Question

In Exercises \(15-34,\) find the area of the regions enclosed by the lines and curves. $$y=\sin (\pi x / 2) \quad$$ and $$\quad y=x$$

Short answer

The area between the curves \(y=\sin (\pi x / 2)\) and \(y=x\) over the interval [0,1] is the definite integral \(\int_{0}^{1} (x - \sin(\pi x / 2)) dx\).

Step-by-step solution

Find Points of Intersection

First, you need to find the x-coordinates at which the two functions intersect. This can be done by setting \(y=\sin (\pi x / 2)\) equal to \(y=x\) and solving for x. Solving the equation \(\sin(\pi x / 2) =x \) we get two solutions: x=0 and x=1.

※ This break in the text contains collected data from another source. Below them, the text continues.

PR #699, opened 2024-05-31
update(logging): Strip ansi from logs and general logging improvements

ShanaryS:
Logging improvements that were made across branches. Also added a new dependency strip-ansi from the same maintainers as chalk. This removes the ansi codes that clutters up the logs but keeps them in console. Also redacting more sensitive information.

### DIFF
--- a/src/logger.ts
+++ b/src/logger.ts
@@ -1,4 +1,5 @@
 import { join } from "path";
+import stripAnsi from "strip-ansi";
 import winston from "winston";
 import DailyRotateFile from "winston-daily-rotate-file";
 import { appDir, createAppDir } from "./configuration.js";
@@ -53,8 +54,11 @@ function redactMessage(message: string | unknown, options?: RuntimeConfig) {
 	const runtimeConfig = options ?? getRuntimeConfig();
 	let ret = message;
 
-	// redact torznab api keys
-	ret = ret.replace(/apikey=[a-zA-Z0-9]+/g, `apikey=${redactionMsg}`);
+	ret = ret.replace(/key=[a-zA-Z0-9]+/g, `key=${redactionMsg}`);
+	ret = ret.replace(/pass=[a-zA-Z0-9]+/g, `pass=${redactionMsg}`);
+	ret = ret.replace(/(?:auto\.\d+\.)([a-zA-Z0-9]+)/g, (match, key) =>
+		match.replace(key, redactionMsg),
+	);
 	ret = ret.replace(
 		/\/notification\/crossSeed\/[a-zA-Z-0-9_-]+/g,
 		`/notification/crossSeed/${redactionMsg}`,
@@ -65,6 +69,13 @@ function redactMessage(message: string | unknown, options?: RuntimeConfig) {
 		}
 	}
 	return ret;
+}
+
+function stripAnsiChars(message: string | unknown) {
+	if (typeof message !== "string") {
+		return message;
+	}
+	return stripAnsi(message);
 }
 
 const logOnceCache: string[] = [];
@@ -85,11 +96,10 @@ export function initializeLogger(options: RuntimeConfig): void {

Set Up the Integral for the Area

Now that we have the points of intersection, we set up the integral to compute the area. The area A between the two curves is given by the formula \(A= \int_{a}^{b} |f(x)-g(x)| dx\), where f(x) and g(x) are the two functions, and [a,b] is the interval from the smallest to largest x-values of the points of intersection. In case one function is not always larger than the other, the interval of integration [a,b] would be divided into sub intervals such that in each sub interval, one function is always larger than the other.

Perform the Integration

To calculate the area, we integrate from the smallest x-value of the intersection points (x=0) to the largest x-value (x=1). Taking \(f(x)=\sin (\pi x / 2)\) and \(g(x)=x\), the integral becomes \(\int_{0}^{1} |\sin(\pi x / 2) - x| dx\). However, since \(x \geq \sin (\pi x / 2)\) on the interval [0,1], the absolute value can be dropped, resulting to \(\int_{0}^{1} (x - \sin(\pi x / 2)) dx\). Finally, perform the integral to find the area between the curves.

Key concepts

Integration

Imagine that you are designing a beautiful patch of garden, and you've got two different paths, one curving gently and one straight as an arrow, that border the space where you want the flowers to bloom. To plan your planting, you need to know the exact area you have to work with. This is akin to finding the area between two curves in mathematics, a task commonly tackled using integration.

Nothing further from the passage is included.